This is part 4 in a sequence of posts examining how broadband services actually work. Part 1 looked at ISP concentration ratios. Part 2 examined the effect of averaging traffic from many subscribers. Part 3 considered the impact of congestion on user experience. Here we'll take a finer grained look at traffic in the access network.
How do we achieve "zero" packet loss? Most websites are "hosted" and connect to the backbone by Fast Ethernet or Gigabit Ethernet links. Individual websites may be mismanaged, but there is no excuse for packet loss here.
Internet backbone links and backbone-to-backbone hand-offs are extremely high capacity multiplexing the traffic of thousands to millions of users. Traffic statistics are predictable and operators compete on the basis of service levels, so packet loss is typically zero.
If there are performance problems, they're usually in the access network. Of course, one bottleneck is the service I've signed up for, for example a DSL link at 6 Mbps /1 Mbps. By definition my traffic is shaped to the service level I've signed up for. This shaping typically happens at the first aggregation point (CMTS, DSLAM or WISP P2MP radio) or, on an IP or MAC address basis, at a bandwidth management device further upstream. If they arise, problems are in the aggregation points and/or links between me and the backbone.
Since packet loss significantly degrades user experience, we'd like to understand how much over-provisioning a broadband service provider needs in order to absolutely minimize packet loss in the access network. To understand this we need to look at smaller levels of aggregation (dozens and hundreds of users) and shorter intervals (sub-second rather than 5 minute averages, as few routers buffer more than a few tens or hundreds of milliseconds of traffic).
But first lets look at some five minute averages from a WISP with ~300 customers, each with either 1 Mbps or 3 Mbps service.
I don't have sub-second averages for the specific WISP above, but Fergal Toomey, Chief Scientist at Corvil Ltd., has some very detailed measurements on a similar Internet access network providing services to users at 512 Kbps, 1 Mbps and 2 Mbps. These are available in a whitepaper you can request from Corvil's website. Fergal's measurements were made at the Internet POP looking at traffic headed towards individual users. Also, his measurements were made in 2004 when most hosted servers had 100 Mbps connections to the backbone and the majority of computers had TCP stacks configured for a maximum TCP receive window of 32KB. In this graph, green shows 5 minutes averages, while light blue shows 500 ms averages. Dark blue shows 5 ms averages and they are striking!
Web browsers typically use persistent TCP connections to minimize connection overhead and to avoid repeating TCP's slow start. As a result, servers will frequently respond to a new request with a full window's worth of data. In 2004 that was 32 KBs of data or ~23 packets of up to 1500 bytes each. Today it could be much more.
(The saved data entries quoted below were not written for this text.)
PR #15770, opened 2023-01-23
Create folding-at-home-beta 8.1.11

kbernhagen:

### DIFF
--- a/Casks/folding-at-home-beta.rb
+++ b/Casks/folding-at-home-beta.rb
@@ -19,16 +19,4 @@ cask "folding-at-home-beta" do
 
   uninstall launchctl: "org.foldingathome.fahclient",
             pkgutil:   "org.foldingathome.fahclient.*"
-
-  caveats do
-    <<~EOS
-
-      Please open the Web Control app https://app.foldingathome.org in a browser other than Safari.
-
-      Safari will not allow unencrypted connections from an https page.
-
-      Install will fail if Safari seems to be your only browser.
-
-    EOS
-  end
 end
--- a/Casks/folding-at-home-beta.rb
+++ b/Casks/folding-at-home-beta.rb
@@ -18,5 +18,7 @@ cask "folding-at-home-beta" do
   pkg "fah-client_#{version}_universal.pkg"
 
   uninstall launchctl: "org.foldingathome.fahclient",
-            pkgutil:   "org.foldingathome.fahclient.*"
+            pkgutil:   "org.foldingathome.fahclient.pkg"
+
+  zap trash: "/Library/Application Support/FAHClient"
 end
--- a/Casks/folding-at-home-beta.rb
+++ b/Casks/folding-at-home-beta.rb
@@ -14,19 +14,16 @@ cask "folding-at-home-beta" do
 
   conflicts_with cask: "folding-at-home"
   depends_on macos: ">= :high_sierra"
-  depends_on arch: [:arm64, :x86_64]
 
   pkg "fah-client_#{version}_universal.pkg"
 
   uninstall launchctl: "org.foldingathome.fahclient",
             pkgutil:   "org.foldingathome.fahclient.*"
 
-  zap trash: "/Library/Application Support/FAHClient"
-
   caveats do
     <<~EOS
 
-      Please open https://app.foldingathome.org in a browser other than Safari.
+      Please open the Web Control app https://app.foldingathome.org in a browser other than Safari.
 
       Safari will not allow unencrypted connections from an https page.
 
--- a/Casks/folding-at-home-beta.rb
+++ b/Casks/folding-at-home-beta.rb
@@ -1,0 +1,37 @@
+cask "folding-at-home-beta" do
+  version "8.1.11"
+  sha256 "f6375dea6c03dd9c96c9d901e073fc2f14852866a1cab84bd4af6135283069ae"
+
+  url "https://download.foldingathome.org/releases/beta/fah-client/macos-12-universal/release/fah-client_#{version}_universal.pkg"
+  name "Folding@home Client Beta"
+  desc "Protein folding simulation for scientific research"
+  homepage "https://foldingathome.org/"
+
+  livecheck do
+    url "https://download.foldingathome.org/releases/beta/fah-client/macos-12-universal/release/"
+    regex(/href=.*?fah[._-]?client[._-]v?(\d+(?:\.\d+)*)(_universal)?\.pkg/i)
+  end
+
+  conflicts_with cask: "folding-at-home"
+  depends_on macos: ">= :high_sierra"
+  depends_on arch: [:arm64, :x86_64]
+
+  pkg "fah-client_#{version}_universal.pkg"
+
+  uninstall launchctl: "org.foldingathome.fahclient",
+            pkgutil:   "org.foldingathome.fahclient.*"
+
+  zap trash: "/Library/Application Support/FAHClient"
+
+  caveats do
+    <<~EOS
+
+      Please open https://app.foldingathome.org in a browser other than Safari.
+
+      Safari will not allow unencrypted connections from an https page.
+
+      Install will fail if Safari seems to be your only browser.
+
+    EOS
+  end
+end


kbernhagen:
I note that audit --new-cask fails iff the cask is currently installed. Is this normal?

Folding@home v8.1.11 is in beta tomorrow, and has been alpha for a week.

The stable release version is 7.6.21, which has its own (conflicting) cask.

kbernhagen:
Uninstall zap, which I copied from folding-at-home, fails with permissions errors.
I don't know how to correct this.
It looks like file owner was changed from `nobody` to myself.

Example:
```
chmod: Unable to change file mode on /Library/Application Support/FAHClient/config.xml: Operation not permitted
```

Casks/folding-at-home-beta.rb
```diff
@@ -0,0 +1,37 @@
...
+    <<~EOS
+
+      Please open https://app.foldingathome.org in a browser other than Safari.
+
+      Safari will not allow unencrypted connections from an https page.
+
+      Install will fail if Safari seems to be your only browser.
+
+    EOS
+  end
```
bevanjkay, line 36: I can't see that this should affect the cask install in any way?
This should be removed as it does not affect the operation of the cask, but only accessing the homepage.

Casks/folding-at-home-beta.rb
```diff
@@ -0,0 +1,37 @@
...
+  homepage "https://foldingathome.org/"
+
+  livecheck do
+    url "https://download.foldingathome.org/releases/beta/fah-client/macos-12-universal/release/"
+    regex(/href=.*?fah[._-]?client[._-]v?(\d+(?:\.\d+)*)(_universal)?\.pkg/i)
+  end
+
+  conflicts_with cask: "folding-at-home"
+  depends_on macos: ">= :high_sierra"
+  depends_on arch: [:arm64, :x86_64]
```
bevanjkay, line 17: This line can be ommitted.

Casks/folding-at-home-beta.rb
kbernhagen: The installer will deliberately fail if the user’s default browser is not Safari and a known compatible browser is not found in /Applications. 

A user cannot configure or control the client without a compatible browser. Folding can start and use all cpu cores with no obvious way to stop it. 

It is warning that I strongly believe should remain.

Casks/folding-at-home-beta.rb
kbernhagen: Which line?

Casks/folding-at-home-beta.rb
bevanjkay: In the case I would suggest that this is not suitable to be a cask. All installs should be headless, and the caveat will only print to console, not stop an install.
So if there is a chance of the installing hanging and using all CPU cores then the installer should be changed upstream.

Casks/folding-at-home-beta.rb
bevanjkay: `  depends_on arch: [:arm64, :x86_64]`

Casks/folding-at-home-beta.rb
kbernhagen: That is not a home page. It is a control web app.

kbernhagen: No. Like I said, the install will fall/abort.

kbernhagen: As to headless, the client can be configured for remote access. But that currently requires manual configuration. Other browsers can be brew installed to allow this install to succeed.

bevanjkay: Sorry, by headless I meant that the install should succeed without user intervention. Which it looks like in this case it does - as long as a compatible browser is found.

I have some reservations with adding this due to the possibility of the install failing for some users, perhaps upstream should have the warning occur after installation when the app is run instead. I'll see what the other maintainers think here.

Casks/folding-at-home-beta.rb
kbernhagen: Done

kbernhagen:
I removed the broken zap stanza.
If you know why it fails, please let me know.

Casks/folding-at-home-beta.rb
miccal: The `pkg` contains two scripts the are relevant here: one is called `check-not-just-safari`:
```
#!/bin/bash

# exit 0 if see a browser not Safari

cd "$(dirname "$0")"

SUDO=""
if [ "$SUDO_USER" != "" ]; then
  SUDO="sudo -u $SUDO_USER"
elif [ "$USER" != "" ]; then
  SUDO="sudo -u $USER"
fi
BROWSER=$($SUDO ./defaultbrowser.sh) || BROWSER=""
: "${BROWSER}"; printf -v BROWSER '%b' "${_//%/\\x}"

# default browser is not Safari; assume compatible
[ ! -z "$BROWSER" ] && [ "$BROWSER" != "Safari" ] && exit 0

APPS=("Google Chrome" "Firefox" "Microsoft Edge" "Brave Browser")
for APP in "${APPS[@]}"; do
  [ -d "/Applications/${APP}.app" ] && exit 0
done

exit 1
```
and the other is called `defaultbrowser.sh`:
```
#!/bin/bash
# https://discussions.apple.com/thread/251602703

# return url-encoded default browser name that would open the URL

function default_browser () {
    osascript <<-AS
    use framework "AppKit"
    use AppleScript version "2.4"
    use scripting additions

    property NSWorkspace : a reference to current application's NSWorkspace
    property NSURL : a reference to current application's NSURL

    set wurl to NSURL's URLWithString:"https://www.apple.com"
    set thisBrowser to (NSWorkspace's sharedWorkspace)'s ¬
                        URLForApplicationToOpenURL:wurl
    set appname to (thisBrowser's absoluteString)'s lastPathComponent()'s ¬
                    stringByDeletingPathExtension() as text
    return appname as text
AS
    return
}

printf '%s\n' $(default_browser)
exit 0
```
So, in my opinion the `pkg` handles this itself and hence the `caveat` is not necessary.

kbernhagen: I intended it to be informational.
If the install fails, the user gets no other feedback for why it fails.
If it succeeds, the user is pointed to the Web Control app url.

p-linnane: Just getting caught up here. If this can install without user intervention as @bevanjkay said, then it should be fine to add. 

`caveat` stanzas should be used for things that are specific to Homebrew. In this case, it is unnecessary and shoult not be included. [`homebrew-cask` is not a discoverability service](https://docs.brew.sh/Acceptable-Casks#homebrew-cask-is-not-a-discoverability-service), so users installing this software should already be aware of the idiosyncrasies that may be encountered.

We will need a working `zap` stanza in order to accept this though.

kbernhagen: Re-reading the docs, it is my understanding that `zap` is only for user-specific files. FAH version 8 does not create any.

kbernhagen: `caveats` removed

kbernhagen:
That `zap trash:` that was committed is what did not work.

miccal:
Uninstalling with `zap` often requires `sudo`, so this should be fine.

Thanks @kbernhagen.

miccal (approved):

kbernhagen:
So, I would just use this?
```
sudo brew uninstall --cask folding-at-home-beta
```
This is an exception to the sudo is bad rule?

miccal:
No, it should ask for your password when you run `brew uninstall --zap folding-at-home-beta`.

kbernhagen:
I am asked for my password by `brew uninstall --zap folding-at-home-beta`.
But the `zap` fails.
Looks like this (I have a couple thousand files):
```
% brew uninstall --zap folding-at-home-beta
==> Implied `brew uninstall --cask folding-at-home-beta`
==> Removing launchctl service org.foldingathome.fahclient
Password:
==> Uninstalling packages; your password may be necessary:
org.foldingathome.fahclient.pkg
==> Dispatching zap stanza
==> Trashing files:
/Library/Application Support/FAHClient
chmod: Unable to change file mode on /Library/Application Support/FAHClient/config.xml: Operation not permitted
chmod: Unable to change file mode on /Library/Application Support/FAHClient/log.txt: Operation not permitted

snip

chmod: Unable to change file mode on /Library/Application Support/FAHClient/client.db: Operation not permitted
==> Using sudo to gain ownership of path '/Library/Application Support/FAHClient
Warning: The following files could not be trashed, please do so manually:
/Library/Application Support/FAHClient
==> Removing all staged versions of Cask 'folding-at-home-beta'
```

kbernhagen:
Afterward, all the files' ownership changed from `nobody:nobody` to `kevin2:nobody`.
But nothing is trashed or deleted.

kbernhagen:
Could this be a brew zap bug?

PR #15778, opened 2023-01-24
whatsapp-alpha: new Cask

miccal:
Not too sure about the name `whatsapp-native`?


p-linnane:
>The WhatsApp desktop app native to Mac operating systems is currently in the early stages of development.

Assuming this will eventually replace the existing app. Maybe we want to call it `whatsapp-alpha` so that as it moves through the release cycle we can update the beta cask and then stable?

p-linnane (approved):

PR #16004, opened 2023-02-18
microsoft-office-2016: update `conflicts_with`

miccal:


bevanjkay:
@miccal Ahh there you go. I think it's required for arrays with 4 or greater items.

PR #16307, opened 2023-03-27
Add typora-dev

stevenlele:
The `zh-Hans-CN` block is to use official mirror for Chinese users.

---

### DIFF
--- a/Casks/typora-dev.rb
+++ b/Casks/typora-dev.rb
@@ -2,7 +2,7 @@ cask "typora-dev" do
   version "1.5.4"
   sha256 "3a0e36a87eb3f6441a0a822e85406d5d2a582bac7d0a01be4356bc93bb677742"
 
-  language "zh", "CN", "Hans" do # use official Chinese mirror
+  language "zh-Hans-CN" do # use official Chinese mirror
     url "https://download2.typoraio.cn/mac/Typora-#{version}-dev.dmg",
         verified: "typoraio.cn/"
   end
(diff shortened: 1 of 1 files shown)


Casks/typora-dev.rb
```diff
@@ -0,0 +1,38 @@
+cask "typora-dev" do
+  version "1.5.4"
+  sha256 "3a0e36a87eb3f6441a0a822e85406d5d2a582bac7d0a01be4356bc93bb677742"
```
razvanazamfirei, line 3: Do both casks have the same sha256?

Casks/typora-dev.rb
```diff
@@ -0,0 +1,38 @@
...
+
+  language "zh-Hans-CN" do
```
razvanazamfirei, line 5: Any advantage to using this as opposed to a broader language code? See:
https://docs.brew.sh/Cask-Cookbook#stanza-language

razvanazamfirei: See my latest push! The question is essentially whether we should only use `zh-Hans-CN` for the mirror, or if specifying `zh`, `zh-CN`, `zh-Hans` or `CN` should also lead to the mirror being used. The previous code, `zh-Hans-CN`, will not match other zh-related codes.

If there's a rationale behind not matching other zh codes let me know!

razvanazamfirei: Awesome, thank you for clarifying!

razvanazamfirei (approved):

Absorbing one such burst should be no problem, but to what extent are such bursts coincident?
Beyond web browsing, detailed traffic analysis uncovers a variety of odd behavior and some less savory behavior. For example, one burst was a blast of many 41-byte packets sent by a web application that apparently does a series of 1-byte writes to a TCP socket with the NO_DELAY flag set. Several thousand packets arrive in quick succession causing packet loss. Worse yet, follow-on losses occur as retransmissions cause a decaying series of echo bursts.
On a more malicious note, the data includes bursts caused by port scans. These consist of many, many minimum size probe packets that attempt to scan all of a subscriber's ports in one enormous burst. Luckily these lost packets are not retransmitted.
Beyond these, Fergal Toomey's analysis uncovered a variety of application anomalies that I found unexpected, but which crop up in the real world.
What headroom is really required?
Clearly we could just increase the size of the buffers in the router and smooth out any of these bursts, but that would also increase the delay while the burst lasts and thus introduce significant jitter. A better question is how much headroom is required to guarantee zero packet loss and no more than 20 ms of incremental delay?
Conveniently, Fergal Toomey has run that calculation on the data set above and the result looks like this:
In this graph, the average traffic (the "mean" shown in light green) peaks just shy of 5 Mbps. To guarantee zero packet loss and no more than 20 ms incremental delay 100 % of the time requires 19 Mbps of capacity or nearly 4x. However, to guarantee zero packet loss and no more than 20 ms of delay 99% of the time, requires only 8 Mbps, i.e. a little less than 2x.
Interestingly, while ISP practices tend to be trade secrets, the rule of thumb that 2x headroom provides good service crops up repeatedly.
As a practical matter, real Internet traffic is fairly complex and includes a wide variety of anomalous behaviors. Rules of thumb based on averaging the traffic of a few hundred or even a few thousand subscribers are likely to be very expensive (in terms of excess capacity). A better approach is to continuously monitor packet loss and delay variation (jitter), adding capacity as needed to keep those measures below desired levels.
Zero packet loss and less than 20 ms incremental jitter, more than 99 percent of the time sounds plausible objective to me.
Now if only my broadband service provider was willing to share any information about their service level objectives or performance. Ooops, I must be dreaming.